**Instructions to follow**
How many lines in the records below contain the word "shouldn"? Answer with the number and nothing else.

**Provided data**
PR #4226, opened 2024-03-22
[AUS] bugfix in gate handling

geoberle:
the variable `gates` representing all the version gates that exist in an OCM environment was accidentally overwritten in a subsequent code branch with a shorter and potentially even empty list.

the condition that prevents cluster upgrades from happening when there are no gates defined started to act arbitrarily

### DIFF
--- a/reconcile/aus/base.py
+++ b/reconcile/aus/base.py
@@ -1097,7 +1097,7 @@ def calculate_diff(
                         gate.id for gate in gates_with_missing_agreements
                     ]
                     logging.info(
-                        f"[{spec.org.org_id}/{spec.org.name}/{spec.cluster.name}] found gates for {target_version_prefix} - {missing_gate_ids} "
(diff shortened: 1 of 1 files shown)


reconcile/aus/base.py
```diff
@@ -1078,23 +1079,25 @@ def set_mutex(
...
                 )
-                if gates:
-                    gate_ids = [gate.id for gate in gates]
+                if gates_with_missing_agreements:
+                    missing_gate_ids = [
+                        gate.id for gate in gates_with_missing_agreements
+                    ]
                     logging.info(
-                        f"[{spec.org.org_id}/{spec.org.name}/{spec.cluster.name}] found gates for {target_version_prefix} - {gate_ids} "
+                        f"[{spec.org.org_id}/{spec.org.name}/{spec.cluster.name}] found gates for {target_version_prefix} - {missing_gate_ids} "
```
patjlm, line 1100:
```suggestion
                        f"[{spec.org.org_id}/{spec.org.name}/{spec.cluster.name}] found gates with missing agreements for {target_version_prefix} - {missing_gate_ids} "
```

patjlm (approved):

PR #4229, opened 2024-03-26
Refactor MergeRequestManager, create base class in utils package

janboll:
[APPSRE-9976](https://issues.redhat.com/browse/APPSRE-9976)


reconcile/utils/merge_request_manager/merge_request_manager.py
```diff
@@ -0,0 +1,95 @@
...
+                logging.info(
+                    "Bad MR description format. Closing %s",
+                    mr.attributes.get("web_url", "NO_WEBURL"),
+                )
+                self._vcs.close_app_interface_mr(
+                    mr, "Closing this MR because of bad description format."
+                )
+                continue
+            self._open_mrs.append(OpenMergeRequest(raw=mr, mr_info=mr_info))
+        self._housekeeping_ran = True
```
janboll, line 95: Need to add check in AVS child as well

reconcile/utils/merge_request_manager/merge_request_manager.py
```diff
@@ -0,0 +1,95 @@
...
+                mr_info_dict.get(k) == expected_data.get(k)
+                for k in expected_data.keys()
+            ):
+                return mr
+
+        return None
+
+    def _fetch_avs_managed_open_merge_requests(self) -> list[ProjectMergeRequest]:
+        all_open_mrs = self._vcs.get_open_app_interface_merge_requests()
+        return [mr for mr in all_open_mrs if self._mr_label in mr.labels]
```
hemslo, line 49: method name shouldn't contain subclass name

reconcile/aws_version_sync/integration.py
```diff
@@ -338,7 +338,7 @@ def reconcile(
         external_resources_app_interface: AppInterfaceExternalResources,
     ) -> None:
         # initialize the merge request manager
-        merge_request_manager.fetch_avs_managed_open_merge_requests()
+        merge_request_manager._fetch_avs_managed_open_merge_requests()
```
hemslo, line 341: shouldn't call private method

reconcile/aws_version_sync/merge_request_manager/merge_request_manager.py
```diff
@@ -54,7 +48,7 @@ def process(self, gitlab_cli: GitLabApi) -> None:
         )
 
 
-class MergeRequestManager:
+class MergeRequestManager(MergeRequestManagerBase):
```
hemslo, line 51: The usage of `MergeRequestManager` not match inheritance. If use inheritance, `MergeRequestManagerBase` should define all interface method that be used in integration. Like this:

```python
class MergeRequestManagerBase:
    def housekeeping(self): ...

    @abstractmethod
    def expected_data(self):
        pass

    def _merge_request_already_exists(self, expected_data): ...

    def create_merge_request(self):
        data = self.expected_data()
        if self._merge_request_already_exists(data):
            ...
        ...
```

each subclass implement abstract method, integration should only use public interface of base class, not methods in subclass.

If there are too many different creation logic in subclass, the whole `create_merge_request` can be abstract, but in that case we should use composition over inheritance, change `is a` to `has a`, each `MergeRequestManager` has a `MergeRequestManagerUtil` do common tasks like check mr exist used in it's own create method like `create_avs_merge_request`.

reconcile/aws_version_sync/merge_request_manager/merge_request_manager.py
```diff
@@ -167,14 +80,15 @@ def create_avs_merge_request(
...
-        ):
-            if mr.avs_info.resource_engine_version == resource_engine_version:
+        if mr := self._merge_request_already_exists({
+            "provider": provider,
+            "account_id": provisioner_uid,
+            "resource_provider": resource_provider,
+            "resource_identifier": resource_identifier,
+            "resource_engine": resource_engine,
+        }):
+            assert isinstance(mr.mr_info, AVSInfo)
```
hemslo, line 90: can also use generic to avoid type cast

reconcile/aws_version_sync/integration.py
janboll: Good find, that line can go away

reconcile/aws_version_sync/merge_request_manager/merge_request_manager.py
janboll: made create merge request an abstract method

reconcile/templating/lib/merge_request_manager.py
```diff
@@ -211,8 +137,9 @@ def create_tr_merge_request(self, output: list[TemplateOutput]) -> None:
         collection_hash = collection_hashes.pop()
 
         """Create a new MR with the rendered template."""
-        if mr := self._merge_request_already_exists(collection):
-            if mr.template_info.collection_hash == collection_hash:
+        if mr := self._merge_request_already_exists({"collection": collection}):
+            assert isinstance(mr.mr_info, TemplateInfo)
```
chassing, line 141: I also don't like those type cast asserts :(

reconcile/aws_version_sync/merge_request_manager/merge_request_manager.py
janboll: will look at it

**Response below**
2